Unfortunately, little critical thinking enters engineers’ minds once Google is mentioned as the originator of something, even with serious design and operational issues. Google itself is open and honest about this in stating that many organizations adopting a service level objectives approach to reliability will not even get beyond defining service level indicators. Even then, service level indicators and objectives are invariably limited to edge entry points to a service or system of services. Many organizations don’t get off to a good start along this journey because beneath the service level indicator layer is the messy and increasing bloated world of metrics, traces, and logs. The notion of Service and a Consumer of such is all but lost amidst this data fog.

Abandoning Simplicity

Once an organization manages to get past translating data into information suitable for indicators and objectives, they face the most significant challenge to this whole model, and that is for every service level indicator, there is at least one service level objective, and for every service level objective, there is at least one error budget. This is a stack of similarly sized layers. Things get completely out of control and extremely costly (except maybe for the likes of Google) when multiple service level objectives are defined for a service level indicator. There are 581 pages in the O’Reilly book that should be a sufficient warning in itself that simplicity is not to be found here.

Scaling with Spreadsheets

Here is where site reliability engineering becomes a profession of glorified spreadsheet data entry clerks. And because there is so much tight coupling between each layer, any change in one layer ripples throughout, creating an unwieldy maintenance effort. To reduce the management burden, consolidating and compressing the model in systems is complicated by relying on quantitative measures rather than qualitative. This does not scale unless you’re Google.

Dysfunctional Doctrine

What is strikingly odd about the whole site reliability engineering effort where the human user is placed front and center is that on the whole, there is nothing particular humane about it, except that Google and those who have adopted this approach focus exclusively in their doctrine on measuring and monitoring primarily at the edge and solely concerning human-to-machine interactions. System engineers need a new model that scales both up and down and can be applied effectively and efficiently at the edge and within a system of services. Otherwise, there will be a reliability model for this and another model for that. We need to stop inadvertently building prisons of our doing.

Skipping with Signals

The lower layers’ cost and complications need to be significantly reduced to scale, realistically moving up and outwards to other parties. The service level management language needs to be significantly simplified; instead of talking about objectives in terms of four or five nines, operations’ attention should be on a standard set of signals (outcomes and operations) and an even smaller set of status values. The primary service management task for operations should be configuring the scoring of sequences of signals and status changes between services. Inter and intra-communication should near exclusively relate to the subjective view of meaningful service states. Just that!

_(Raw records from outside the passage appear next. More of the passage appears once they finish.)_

PR #356, opened 2022-11-13
Add support for poppler-qt6 pdf backend

selmf:
This PR adds support for the Poppler Qt6 backend

@jbeich feel free to give it a test, feedback is always welcome.

### DIFF
--- a/CHANGELOG.md
+++ b/CHANGELOG.md
@@ -12,6 +12,7 @@ Version counting is based on semantic versioning (Major.Feature.Patch)
 
 ### All apps
 * Run logger in a dedicated thread to avoid segfaults at application shutdown
+* Add support for poppler-qt6 pdf backend
 
 ## 9.10
 
--- a/YACReaderLibrary/initial_comic_info_extractor.cpp
+++ b/YACReaderLibrary/initial_comic_info_extractor.cpp
@@ -27,7 +27,7 @@ void InitialComicInfoExtractor::extract()
 #ifndef NO_PDF
     if (fi.suffix().compare("pdf", Qt::CaseInsensitive) == 0) {
 #if defined Q_OS_MAC && defined USE_PDFKIT
-       auto pdfComic = std::make_unique<MacOSXPDFComic>();
+        auto pdfComic = std::make_unique<MacOSXPDFComic>();
         if (!pdfComic->openComic(_fileSource)) {
             return;
         }
@@ -64,7 +64,6 @@ void InitialComicInfoExtractor::extract()
                 saveCover(_target, p);
             } else if (_target != "") {
                 QLOG_WARN() << "Extracting cover: requested cover index greater than numPages " << _fileSource;
-
             }
         }
         return;
--- a/YACReaderLibrary/initial_comic_info_extractor.cpp
+++ b/YACReaderLibrary/initial_comic_info_extractor.cpp
@@ -37,8 +37,12 @@ void InitialComicInfoExtractor::extract()
             return;
         }
 #else
+#if QT_VERSION >= QT_VERSION_CHECK(6, 0, 0)
+        auto pdfComic = Poppler::Document::load(_fileSource);
+#else
         auto _pdfComic = Poppler::Document::load(_fileSource);
-        auto pdfComic = std::unique_ptr<Poppler::Document>(_pdfComic);
+        pdfComic = std::unique_ptr<Poppler::Document>(_pdfComic);
+#endif
 #endif
         if (!pdfComic) {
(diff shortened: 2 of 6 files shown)


jbeich:
Fails to build on FreeBSD 13.1. Clang is default on FreeBSD, OpenBSD, macOS, Android, OpenMandriva, ChimeraLinux. libc++ is often used together with Clang and generally cannot be mixed with libstdc++ due to conflict between libc++abi (or libcxxrt) and libsupc++. Given YACReader depends on C++-based libraries (Qt6, Poppler) it cannot be built with different C++ library than the default (unless those are bundled).

Clang/libc++
```c++
YACReaderLibrary/initial_comic_info_extractor.cpp:41:25: error: functional-style cast from 'std::unique_ptr<Poppler::Document>' to 'std::unique_ptr<Poppler::Document>' uses deleted function
        auto pdfComic = std::unique_ptr<Poppler::Document>(_pdfComic);
                        ^~~~~~~~~~~~~~~~~~~~~~~~~~~~~~~~~~~~~~~~~~~~
/usr/include/c++/v1/__memory/unique_ptr.h:121:59: note: candidate constructor (the implicit copy constructor) has been implicitly deleted
class _LIBCPP_UNIQUE_PTR_TRIVIAL_ABI _LIBCPP_TEMPLATE_VIS unique_ptr {
                                                          ^
```
GCC/libc++
```c++
YACReaderLibrary/initial_comic_info_extractor.cpp: In member function 'void YACReader::InitialComicInfoExtractor::extract()':
YACReaderLibrary/initial_comic_info_extractor.cpp:41:69: error: use of deleted function 'constexpr std::__1::unique_ptr<Poppler::Document>::unique_ptr(const std::__1::unique_ptr<Poppler::Document>&)'
   41 |         auto pdfComic = std::unique_ptr<Poppler::Document>(_pdfComic);
      |                                                                     ^
In file included from /usr/include/c++/v1/__memory/shared_ptr.h:25,
                 from /usr/include/c++/v1/__functional/function.h:20,
                 from /usr/include/c++/v1/functional:500,
                 from /usr/include/c++/v1/optional:154,
                 from /usr/local/include/qt6/QtCore/qtypeinfo.h:8,
                 from /usr/local/include/qt6/QtCore/qglobal.h:1397,
                 from /usr/local/include/qt6/QtCore/QtCore:4,
                 from /usr/local/include/qt6/QtGui/QtGuiDepends:3,
                 from /usr/local/include/qt6/QtGui/QtGui:3,
                 from ../YACReaderLibrary/initial_comic_info_extractor.h:4,
                 from ../YACReaderLibrary/initial_comic_info_extractor.cpp:1:
/usr/include/c++/v1/__memory/unique_ptr.h:121:59: note: 'constexpr std::__1::unique_ptr<Poppler::Document>::unique_ptr(const std::__1::unique_ptr<Poppler::Document>&)' is implicitly declared as deleted because 'std::__1::unique_ptr<Poppler::Document>' declares a move constructor or move assignment operator
  121 | class _LIBCPP_UNIQUE_PTR_TRIVIAL_ABI _LIBCPP_TEMPLATE_VIS unique_ptr {
      |                                                           ^~~~~~~~~~
```

selmf:
Well I am glad I asked you to test this now. 

What is happening here is not a compiler or libstdc++ problem but a mistake on my side.

The compile error is caused by the compiler hitting a line it shouldn't. What is missing here is the #ifdef guard and the poppler-qt6 specific logic for the unique pointer, which is different from poppler-qt5.

selmf:
Ok, I pushed a fix for the problem and I did a test build with clang, qt6 and poppler-qt6 on my Linux machine.

jbeich:
725cf658 builds fine with both [poppler-qt6](https://github.com/YACReader/yacreader/files/10042130/yacreader-qt6-9.10.0.13.log) and [poppler-qt5](https://github.com/YACReader/yacreader/files/10042138/yacreader-9.10.0.13.log). Tested runtime via a PDF version of FreeBSD Journal: dssim for poppler-qt6 (fad24a5) vs. poppler-qt5 (9.10.0) returns 0.00000000 (identical) on a screenshot of a single page.

luisangelsm:
@selmf maybe we should add a new job(s) in Azure Pipelines for poppler-qt6 to catch problems like the one @jbeich found (thanks for testing btw).

luisangelsm:
@selmf could you rebase this on top of develop please?

selmf:
@luisangelsm rebase is up.

Adding a test build for poppler-qt6 to catch errors is absolutely something we need to do. The problem here is that Ubuntu does not package poppler-qt6 yet, so I could not add a test to our build pipelines.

Appendix A: Service Level Objective Examples

Google SRE
99% (averaged over 1 minute) of Get RPC calls will complete in less than 100 ms
90% of Get RPC calls will complete in less than 1 ms
99% of Get RPC calls will complete in less than 10 ms
99.9% of Get RPC calls will complete in less than 100 ms

Service A will have a subjective OK status 99% of the time.

OpenSignals has 16 built-in signals used to infer the status of a service, whereas, in the Google SLO specification above, there is only one signal referenced. Typically, there will be at least three service level indicators, and in turn, three objectives and error budgets.